We tested the full size Atlas and the Cross Sport. Loved both but ultimately felt this was the better fit for us. The wife drives an Explorer now so wanted something a little smaller.

From what I can gather, the R-Line gets just the V6 engine option.


----------



## SuitUp007 (Aug 12, 2013)

Man now ur making me want to consider this! I have my 2010 Touareg for sale and about to buy a 2013 Audi S8 but now might consider this as I love the Q8 and may prefer the latest tech and gadgets versus an Audi from 2013. 

Still undecided. We have a 2019 Tiguan but 2.5 SE with basic options. I’d have to go check out your trim level to see if I feel blown away or not and if so, I may just lease one but I’d want the V6 version as I love to have power too. 

I’m a realtor in the DC area and don’t really drive more than 10k miles annually.

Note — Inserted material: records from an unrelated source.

PR #4361, opened 2025-09-29
Implement Firewood static state sync

alarso16:
## Why this should be merged

This is the first of many PRs to enable state-syncing Firewood in the EVM. Although not in the perfect state to be used, this marks being able to create the `xsync.Manager` object with range proofs, and this functionality is tested.

## How this works

Creates the interfaces needed to be a `xsync.DB`, with stubs for everything change-proof related. Additionally, the FFI's `FindNextKey` simply returns the last key in the range proof, so there's some hacky stuff to make that work

## How this was tested

New UT

No

### DIFF
--- a/firewood/syncer/syncer_test.go
+++ b/firewood/syncer/syncer_test.go
@@ -5,7 +5,6 @@ package firewood
 
 import (
 	"bytes"
-	"context"
 	"errors"
 	"math/rand"
 	"testing"
@@ -69,13 +68,16 @@ func Test_Firewood_Sync(t *testing.T) {
 }
 
 func testSync(t *testing.T, seed int64, clientKeys int, serverKeys int) {
-	ffiServer, close := generateDB(t, serverKeys, seed)
-	defer close(t.Context())
-	serverDB := &database{db: ffiServer}
-	clientDB, close := generateDB(t, clientKeys, seed+1) // guarantee different data
-	defer close(t.Context())
-
 	ctx := t.Context()
+
+	ffiServer := generateDB(t, serverKeys, seed)
+	serverDB := &database{db: ffiServer}
+	clientDB := generateDB(t, clientKeys, seed+1) // guarantee different data
+	defer func() {
+		require.NoError(t, serverDB.db.Close(ctx))
+		require.NoError(t, clientDB.Close(ctx))
+	}()
+
 	root, err := serverDB.GetMerkleRoot(ctx)
 	require.NoError(t, err)
 
@@ -101,20 +103,14 @@ func testSync(t *testing.T, seed int64, clientKeys int, serverKeys int) {
 // generateDB creates a new Firewood database with up to [numKeys] random key/value pairs.
 // The function returned closes the database, waiting on the provided context, if there were no test failures.
 // Note that each key/value pair may not be unique, so the resulting database may have fewer than [numKeys] entries.
-func generateDB(t *testing.T, numKeys int, seed int64) (*ffi.Database, func(context.Context)) {
+func generateDB(t *testing.T, numKeys int, seed int64) *ffi.Database {
 	t.Helper()
 	db, err := ffi.New(t.TempDir())
 	require.NoError(t, err)
 	require.NotNil(t, db)
 
-	close := func(ctx context.Context) {
-		if !t.Failed() {
-			require.NoError(t, db.Close(ctx))
-		}
-	}
-
 	if numKeys == 0 {
-		return db, close
+		return db
 	}
 
 	var (
@@ -144,7 +140,7 @@ func generateDB(t *testing.T, numKeys int, seed int64) (*ffi.Database, func(cont
 	_, err = db.Update(keys, vals)
 	require.NoError(t, err)
 
-	return db, close
+	return db
 }
 
 // logDiff logs the differences between two Firewood databases.


x/firewood/sync_test.go
```diff
@@ -0,0 +1,274 @@
...
+
+	_, err = fw.Update(keys, vals)
+	require.NoError(t, err)
+
+	return db
+}
+
+// logDiff logs the differences between two Firewood databases.
+// Useful when debugging state mistmatches after sync.
+func logDiff(t *testing.T, db1, db2 *syncDB) {
```
alarso16: I wrote this function for debugging, but that doesn't mean I have to merge it in. Any thoughts?

x/firewood/sync_test.go
```diff
@@ -0,0 +1,274 @@
...
+			EmptyRoot:             ids.ID(types.EmptyRootHash),
+		},
+		prometheus.NewRegistry(),
+	)
+	require.NoError(err)
+	require.NotNil(syncer)
+
+	require.NoError(syncer.Start(ctx))
+	err = syncer.Wait(ctx)
+	if errors.Is(err, xsync.ErrFinishedWithUnexpectedRoot) {
```
alarso16: The most common error I encountered while trying to make this work as a timeout, so I wonder if making a context with a timeout to log differences would be more beneficial than letting it stall for 2 minutes without helpful logs

x/firewood/sync_db.go
```diff
@@ -0,0 +1,121 @@
...
+	_ xsync.DB[*RangeProof, *ChangeProof] = (*syncDB)(nil)
+)
+
+// syncDB wraps a Firewood FFI database to implement the xsync.DB interface.
+type syncDB struct {
+	fw   *ffi.Database
+	lock sync.Mutex // TODO: remove this lock once FFI is thread-safe
+}
+
+func wrapSyncDB(db *ffi.Database) *syncDB {
```
alarso16: I'm thinking that it would be more logical to export a function like this:
```
func NewManager(*ffi.Database, *ManagerConfig) (*xsync.Manager[*RangeProof, *ChangeProof], error)
```
rather than exposing a database and requiring the user to understand the types. Should I save this for a different PR? Do you agree?

x/firewood/sync_db.go
```diff
@@ -0,0 +1,121 @@
...
+	// Extra data must be provided at commit time.
+	// TODO: remove this once the FFI no longer requires it.
+	proof.root = expectedEndRootID
+	proof.maxLength = maxLength
+
+	return proof.ffi.Verify(ffi.Hash(expectedEndRootID), start, end, uint32(maxLength))
+}
+
+// Commit the range proof to the database.
+func (db *syncDB) CommitRangeProof(_ context.Context, start, end maybe.Maybe[[]byte], proof *RangeProof) (maybe.Maybe[[]byte], error) {
```
alarso16: I wouldn't look to closely at this function. it's all a little janky until Firewood has a proper FindNextKey implementation, in which case we don't have to copy the byte slice, and we don't have to analyze the returned values.

x/firewood/proof.go
```diff
@@ -0,0 +1,58 @@
...
+	_ xsync.Marshaler[*RangeProof]  = RangeProofMarshaler{}
+	_ xsync.Marshaler[*ChangeProof] = ChangeProofMarshaler{}
+)
+
+type RangeProofMarshaler struct{}
+
+func (RangeProofMarshaler) Marshal(r *RangeProof) ([]byte, error) {
+	if r.ffi == nil {
+		return nil, nil
+	}
```
joshua-kim: Do we need to do this `nil` check? It looks like we're guaranteed non-nil pointer here since `GetRangeProofAtRoot` never returns `nil`

x/sync/firewood/proof.go
```diff
@@ -0,0 +1,58 @@
...
+
+func (ChangeProofMarshaler) Marshal(*ChangeProof) ([]byte, error) {
+	return nil, errors.New("not implemented")
+}
+
+func (ChangeProofMarshaler) Unmarshal([]byte) (*ChangeProof, error) {
+	return nil, errors.New("not implemented")
+}
+
+type ChangeProof struct{}
```
joshua-kim: nit: We could remove this struct definition and satisfy the generic w/ `struct{}` in places where this is used to avoid prematurely introducing this type - but the intent of this type is pretty clear so it's also fine to leave this as a `TODO`.

x/firewood/proof.go
```diff
@@ -0,0 +1,58 @@
...
+	if err := proof.UnmarshalBinary(data); err != nil {
+		return nil, err
+	}
+	return &RangeProof{
+		ffi: proof,
+	}, nil
+}
+
+type RangeProof struct {
+	ffi       *ffi.RangeProof
```
joshua-kim: nit: I think we went with `ffi` as a name to make it clear that we're talking to the ffi - but although it makes clear the domain boundary we're communicating across it makes it more unclear what the type we're working with is (`r.ffi.MarshalBinary()` reads like we're serializing the ffi). 

Some recommendations for other names would be:
* `rangeProof` - verbose, defaulting to the type name is never bad
* `ffiRangeProof` - if you want to highlight that we're working with the ffi's version of this domain type
* `inner` - since this is a wrapper pattern
* `r` or `rp` - Can be used for shorter scoped code and since this a wrapper pattern we can argue that the context is given by the wrapping type so `r.r.MarshalBinary()` is clearly us marshaling the type we wrap.

If I was the author I would probably have used `r` - but this comment is entering opinionated territory so don't feel bound to my preferences.

x/firewood/proof.go
```diff
@@ -0,0 +1,58 @@
...
+
+type RangeProofMarshaler struct{}
+
+func (RangeProofMarshaler) Marshal(r *RangeProof) ([]byte, error) {
+	if r.ffi == nil {
+		return nil, nil
+	}
+
+	data, err := r.ffi.MarshalBinary()
+	return data, err
```
joshua-kim: This can be directly returned

x/firewood/proof.go
```diff
@@ -0,0 +1,58 @@
...
+package firewood
+
+import (
+	"errors"
+
+	"github.com/ava-labs/firewood-go-ethhash/ffi"
+
+	"github.com/ava-labs/avalanchego/ids"
+
+	xsync "github.com/ava-labs/avalanchego/x/sync"
```
joshua-kim: nit: Unnecessary import alias? It's possible you left this in to avoid ambiguity with the stdlib `sync` package but I generally avoid these unless there is an actual conflict

firewood/syncer/proof.go
joshua-kim, line 1: Did we intend to put this in `x/sync/firewood`?

x/firewood/sync_db.go
```diff
@@ -0,0 +1,119 @@
...
+	"github.com/ava-labs/avalanchego/utils/maybe"
+
+	xsync "github.com/ava-labs/avalanchego/x/sync"
+)
+
+var _ xsync.DB[*RangeProof, *ChangeProof] = (*syncDB)(nil)
+
+// syncDB wraps a Firewood FFI database to implement the xsync.DB interface.
+type syncDB struct {
+	fw   *ffi.Database
```
joshua-kim: nit: similar naming comment as in the other file, but naming this type something like `DB` with `db` as a field might make sense

x/firewood/sync_db.go
joshua-kim: I agree + I would do it as part of this PR - currently it's not clear how this package comes together without this.

I think we can define our own config type here though instead of accepting `sync.ManagerConifg` - we already define marshaling so we can accept a subset of the `ManagerConfig` instead. Currently that type is being abused and is used as a DI container (it accepts fields that are required that don't have sensible defaults), so we can explicitly accept things like the p2p clients as fields to make the API a bit cleaner. If we do this - we should be able to unexport the marshaler types as well.

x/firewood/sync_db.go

So it’s an S8 or even now possibly this truck like yours! 


Sent from my iPhone using Tapatalk


----------



## Killerboots (Apr 5, 2020)

SuitUp007 said:


> Man now ur making me want to consider this! I have my 2010 Touareg for sale and about to buy a 2013 Audi S8 but now might consider this as I love the Q8 and may prefer the latest tech and gadgets versus an Audi from 2013.
> 
> Still undecided. We have a 2019 Tiguan but 2.5 SE with basic options. I’d have to go check out your trim level to see if I feel blown away or not and if so, I may just lease one but I’d want the V6 version as I love to have power too.
> 
> ...


Check one out if you can, dealers in my state have been closed since the middle of March on the sales side but maybe you’ll have luck where you are. There are some great deals and 0% financing right now if you pull the trigger.

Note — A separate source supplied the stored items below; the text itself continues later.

PR #4363, opened 2025-09-29
Move canonical warp ordering to validators package

StephenButtolph:
## Why this should be merged

We are working to add another method to the `validators.State` interface. The method will return all warp-canonical validator sets that exist on the network.

Therefore, we need to move the warp-canonical validator set definitions from the `warp` package into the `validators` package.

## How this works

Renames + moves:
- `warp.Validator` -> `validators.Warp`
- `warp.CanonicalValidatorSet` -> `validators.WarpSet`
- `warp.FlattenValidatorSet` -> `validators.FlattenValidatorSet`

This PR does not remove the previous types/function, but it does deprecate them and alias them to the new versions.

## How this was tested

CI

No.

### DIFF
--- a/snow/validators/warp_test.go
+++ b/snow/validators/warp_test.go
@@ -1,0 +1,168 @@
+// Copyright (C) 2019-2025, Ava Labs, Inc. All rights reserved.
+// See the file LICENSE for licensing terms.
+
+package validators
+
+import (
+	"math"
+	"strconv"
+	"testing"
+
+	"github.com/stretchr/testify/require"
+
+	"github.com/ava-labs/avalanchego/ids"
+	"github.com/ava-labs/avalanchego/utils"
+	"github.com/ava-labs/avalanchego/utils/crypto/bls"
+	"github.com/ava-labs/avalanchego/utils/crypto/bls/signer/localsigner"
+
+	safemath "github.com/ava-labs/avalanchego/utils/math"
+)
+
+var (
+	_ utils.Sortable[*testWarp] = (*testWarp)(nil)
+
+	testVdrs []*testWarp
+)
+
+type testWarp struct {
+	nodeID ids.NodeID
+	sk     bls.Signer
+	vdr    *Warp
+}
+
+func (v *testWarp) Compare(o *testWarp) int {
+	return v.vdr.Compare(o.vdr)
+}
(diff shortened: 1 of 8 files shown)


snow/validators/warp_test.go
```diff
@@ -0,0 +1,168 @@
...
+
+var (
+	_ utils.Sortable[*testWarp] = (*testWarp)(nil)
+
+	testVdrs []*testWarp
+)
+
+type testWarp struct {
+	nodeID ids.NodeID
+	sk     bls.Signer
```
joshua-kim: If `sk` isn't ever used, it seems like we don't need this type and we could use `Warp` instead?

vms/platformvm/warp/validator.go
```diff
@@ -32,79 +26,33 @@ type ValidatorState interface {
...
 }
 
-type CanonicalValidatorSet struct {
-	// Validators slice in canonical ordering of the validators that has public key
-	Validators []*Validator
-	// The total weight of all the validators, including the ones that doesn't have a public key
-	TotalWeight uint64
-}
+type (
+	// Deprecated: use [validators.WarpSet] instead.
```
joshua-kim, line 30: Is there a reason we're doing this deprecation notice + aliasing instead of deleting these types and updating callsides to use the moved code?

StephenButtolph: I didn't want to update coreth atomically

snow/validators/warp_test.go
```diff
@@ -0,0 +1,152 @@
...
+	t.Helper()
+
+	vdrs := make([]*Warp, n)
+	for i := range vdrs {
+		vdrs[i] = newWarp(t)
+	}
+	utils.Sort(vdrs)
+	return WarpSet{
+		Validators:  vdrs,
+		TotalWeight: 3 * n,
```
joshua-kim: Why do we use a weight of 3 instead of 1?

StephenButtolph: changed to 1 and added a comment

michaelkaplan13 (approved):
This honestly would probably be a good time to start making the `Warp` -> `ICM` terminology update in the code, but I don't want to block on it.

I was looking at previous gen Q7’s but ultimately decided something with all the latest tech would be better for us and the two kiddos.


----------



## mhjett (Oct 16, 2000)

Looks fantastic. :thumbup: Nice photography too.


----------



## Killerboots (Apr 5, 2020)

mhjett said:


> Looks fantastic. :thumbup: Nice photography too.


Thank you! Looking forward to learning more about this platform on here and sharing additional photos along the way.


----------



## SuitUp007 (Aug 12, 2013)

If you have Facebook you should definitely consider finding a group and joining it. It’s way more active than any forum left today. For example I’m in the VW Touareg Owners group (2 of them) and the amount of daily interactions is crazy. If you ever post a question you quickly get a dozen responses. I love using those groups for times of help needed and everyone tries to help. 

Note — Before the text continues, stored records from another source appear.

Issue #4282, opened 2025-09-16
Expand Top Level Metrics from Re-Execution Benchmark


aaronbuchwald:
The re-execution benchmarks measure the total amount of time to execute a range of blocks [N, N+K], measures the total gas executed within that range and provides the mgas/s metric based on the total amount of elpased time during the benchmark.

Metrics are also exported to Grafana for ease of use, but they are not integrated into the benchmark results that are archived via GitHub Action Benchmark.

You can compare two runs based solely on the mgas/s, but it wouldn't immediately tell you where the change came from. This makes it desirable to account for every ms of time spent in the benchmark and provide the most accurate possible assessment, report them to the benchmark for easy archiving and comparison (report via [ReportMetric](https://github.com/ava-labs/avalanchego/blob/ed0f66caee4dae03279ab832182b1ce9426dc2a8/tests/reexecute/c/metrics.go#L130), and so that we can look at a run that impacts performance and point to the exact metrics that were changed and resulted in a meaningful diff in mgas/s.

To do this, we can utilize [MeterVM](https://github.com/ava-labs/avalanchego/tree/master/vms/metervm/) to account for the time spent in each of parse/verify/accept and break each of these down further as needed.

The sum of parse/verify/accept should be nearly equal to the elapsed time of the benchmark or else there may be a greater share of time spent reading blocks from disk to keep the execute sequence channel full (this would be unexpected imo and should be possible to avoid).

The next place we have existing metrics to break down further is within `InsertBlock`, which should take up most of the time during block verification. Here, we have detailed metrics that are broken down [here](https://github.com/ava-labs/avalanche-monitoring/blob/69e4c404aa04f3ecf5834d80bc31890c1d543cc3/grafana/dashboards/c_chain.json#L377).

We should similarly be able to sum these metrics, so that the sum is close to equal to the time we spend in block verification. If that is not the case, we may be spending an unexpected amount of time somewhere unexpected and have room for improvement or at least to better understand where execution is spending time.

aaronbuchwald:
Start on this is here: https://github.com/ava-labs/avalanchego/blob/ed0f66caee4dae03279ab832182b1ce9426dc2a8/tests/reexecute/c/metrics.go#L115

[...]

PR #4369, opened 2025-09-30
feat(reexecution/c): add metervm metrics

RodrigoVillar:
## Why this should be merged

As mentioned in #4282, it would be great if we could have a more precise assessment for the re-execution test rather than printing the average `mGas/s` for the entire benchmark. The starting point point for increasing the precision of the re-execution test would be to record the time spent in block parsing/verification/acceptance (whose sum should equal the total re-execution benchmark time). 

## How this works

- Adds metervm metrics to re-execution test
- Adds the metric unit `ms/gGas` to allow for a more straightforward comparison between metrics.

## How this was tested

CI + ran re-execution test locally to verify that the sum of block parsing/verification/acceptance is just about equal to the total re-execution benchmark time.

No


tests/reexecute/c/vm_reexecute_test.go
```diff
@@ -592,27 +605,3 @@ func parseCustomLabels(labelsStr string) (map[string]string, error) {
...
 	return labels, nil
 }
-
-func getTopLevelMetrics(b *testing.B, registry prometheus.Gatherer, elapsed time.Duration) {
-	r := require.New(b)
-
-	gasUsed, err := getCounterMetricValue(registry, "avalanche_evm_eth_chain_block_gas_used_processed")
-	r.NoError(err)
-	mgasPerSecond := gasUsed / 1_000_000 / elapsed.Seconds()
-	b.ReportMetric(mgasPerSecond, "mgas/s")
```
aaronbuchwald, line 610: We should keep mgas/s as even if we are going to provide a better breakdown, it should still be our primary top-level metric.

tests/reexecute/c/vm_reexecute_test.go
```diff
@@ -269,6 +275,13 @@ func newMainnetCChainVM(
 		ids.Empty:       constants.PrimaryNetworkID,
 	}
 
+	meterVMRegistry, err := metrics.MakeAndRegister(meterVMGatherer, "C")
+	if err != nil {
+		return nil, fmt.Errorf("failed to create meterVM registry: %w", err)
+	}
```
aaronbuchwald: Can we pass in the fully formed registry to pass to `metervm.NewBlockVM` rather than splitting it inside of this function and before passing it in?

tests/reexecute/c/vm_reexecute_test.go
RodrigoVillar: Done: 25dbab1

tests/reexecute/c/vm_reexecute_test.go
RodrigoVillar: Done: 6345add

tests/reexecute/c/metrics.go
```diff
@@ -0,0 +1,98 @@
...
+	for _, metric := range meterVMMetrics {
+		metricVal, err := getGaugeMetricValue(registry, metric.query)
+		r.NoError(err)
+
+		metricValMS := (metricVal / nsPerMs) / totalGGas
+		totalMSTrackedPerGGas += metricValMS
+		b.ReportMetric(metricValMS, metric.name+"_ms/gGas")
+	}
+
+	b.ReportMetric(totalMSTrackedPerGGas, "tracked_ms/gGas")
```
aaronbuchwald: What is the purpose of reporting this as a top-level metric? Anything reported this way will be archived and graphed.

tests/reexecute/c/metrics.go
```diff
@@ -0,0 +1,98 @@
...
+		}
+	}
+
+	return 0, fmt.Errorf("metric %s not found", query)
+}
+
+type topLevelMetric struct {
+	name  string
+	query string
+}
```
aaronbuchwald, line 76: Now that we using both gauge and counters, should the metrics themselves describe which to use rather than embedding this assumption in the function below?

tests/reexecute/c/vm_reexecute_test.go
```diff
@@ -168,6 +169,9 @@ func benchmarkReexecuteRange(
 	vmMultiGatherer := metrics.NewPrefixGatherer()
 	r.NoError(prefixGatherer.Register("avalanche_evm", vmMultiGatherer))
 
+	meterVMRegistry := prometheus.NewRegistry()
+	r.NoError(prefixGatherer.Register("avalanche_meterchainvm_C", meterVMRegistry))
```
aaronbuchwald: Can you link example metrics from this run and DataDog showing that the metrics are reported the same way in production as they do here?

tests/reexecute/c/metrics.go
RodrigoVillar: 1. This previously existed in your metrics PR [[ref](https://github.com/ava-labs/avalanchego/blob/ed0f66caee4dae03279ab832182b1ce9426dc2a8/tests/reexecute/c/metrics.go#L133)], so I thought this was a metric you wanted to be printed out
2. Printing this metric allows for easy verification that `sum(parse + verify + accept) = total time per gGas`

Happy to remove this metric if you think it makes sense.

aaronbuchwald:
Can we use mgas/s and ggas/s rather than camel case? That's how I've typically seen it and follows the current use of `mgas/s`.

tests/reexecute/c/metrics.go
RodrigoVillar: Added a `metricKind` type for metrics to describe themselves: 63899f1

tests/reexecute/c/vm_reexecute_test.go
RodrigoVillar: Modified metervm prefix to match production naming here: 23a47e3

Datadog: https://app.datadoghq.com/metric/explorer?fromUser=false&start=1759252380002&end=1759255980002&paused=false#N4Ig7glgJg5gpgFxALlAGwIYE8D2BXJVEADxQEYAaELcqyKBAC1pEbghkcLIF8qo4AMwgA7CAgg4RKUAiwAHOChASAtnADOcAE4RNIKtrgBHPJoQaUAbVBGN8qVoD6gnNtUZCKiOq279VKY6epbINiAiGOrKQdpYZAYgUJ4YThr42gDGSsgg6gi6mZaBZnHKGABuMMiVGJgimWwwOAB0tfWNcE75Oo0YohWqThiZ2fIIaXiqwH2iyJk8IDwAulSu7niYoeHrqpsYMaXxS6sgGnJoOaDydYgIOUk4ME6ZWxoQmYlool1yisrpb5QL4-Jz0JjKERuDxoJb8CD2TBYJx-B7fERKFY8PhneTfBAAYSkwhgKBEmzQPCAA

Prometheus: https://prometheus-poc.avax-dev.network/query?g0.expr=avalanche_meterchainvm_accept_sum%7Bchain%3D%22C%22%2C+gh_run_id%3D%2218139163525%22%7D&g0.show_tree=0&g0.tab=graph&g0.range_input=1h&g0.res_type=auto&g0.res_density=medium&g0.display_mode=lines&g0.show_exemplars=0

The prometheus logs correspond from this GH job run: https://github.com/ava-labs/avalanchego/actions/runs/18139163525/job/51625555044?pr=4369

tests/reexecute/c/metrics.go
aaronbuchwald: Yup, that was in a mid-way state for debugging. I don't think we should report this because it does not make a useful top-level metric to be archived imo.

tests/reexecute/c/vm_reexecute_test.go
aaronbuchwald: LGTM

aaronbuchwald:
Note: need to ensure that the newly added metrics show up as desired in the benchmarks page.

tests/reexecute/c/metrics.go
RodrigoVillar: Removed `totalMSTrackedPerGGas` here: cbc6298

Elvis339 (approved):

Sent from my iPhone using Tapatalk


----------



## SuitUp007 (Aug 12, 2013)

Killerboots said:


> Check one out if you can, dealers in my state have been closed since the middle of March on the sales side but maybe you’ll have luck where you are. There are some great deals and 0% financing right now if you pull the trigger.
> 
> I was looking at previous gen Q7’s but ultimately decided something with all the latest tech would be better for us and the two kiddos.


This is how I might feel too. Test driving a few more S8 over the next few weeks and now I’m gonna stop in and test drive the V6 Cross Sport and see how I like it. Once I sell my 2010 Touareg I definitely want to get into a new daily driver. Love my Touareg but I need to go back to newer tech especially something with driver and safety assistance features. I don’t tow or do that much long distance driving anymore. 


Sent from my iPhone using Tapatalk


----------



## VWAUDITEK (Dec 26, 2006)

They are great looking I have to get out and take better pictures 











Sent from my iPhone using Tapatalk Pro


----------



## VeeDubDude66 (Nov 27, 2012)

Congratulations! that silver looks great! I much prefer your wheels to the ones on my SEL. I need to upload some pics of my new Cross Sport.


----------



## SuitUp007 (Aug 12, 2013)

So I went to my local VW today and told that no SEL Premium R-Line in stock anywhere yet and might be about another 1-2 months before they start rolling off assembly line again in Chattanooga. 

Test drove an SEL V6 just to get the feel of it. Very spacious, practically an Atlas minus the 3rd row. Rear seat leg room is miles lol. The V6 was okay, nothing too crazy. Wasn’t happy about the fuel economy at just 18/22. 

Don’t the SEL Premium R-Line come with Fender Audio? 

If it’s possible to lease one of these top trim levels for around $600-650/mo with little due at signing, I might consider it. Otherwise if it’s way more then I might just go the purchase route on an S8. 


Sent from my iPhone using Tapatalk


----------



## gthoffman (Oct 27, 2014)

SuitUp007 said:


> So I went to my local VW today and told that no SEL Premium R-Line in stock anywhere yet and might be about another 1-2 months before they start rolling off assembly line again in Chattanooga.
> 
> Test drove an SEL V6 just to get the feel of it. Very spacious, practically an Atlas minus the 3rd row. Rear seat leg room is miles lol. The V6 was okay, nothing too crazy. Wasn’t happy about the fuel economy at just 18/22.
> 
> ...


Hey, just a quick note, they are lying to you... I was at Joseph VW late last week and just grabbed this screen cap now to prove what i saw. There are 2 SEL-P R-Lines loaded at Joseph VW here in Cincinnati. The white one has the tan interior and the grey looks amazing....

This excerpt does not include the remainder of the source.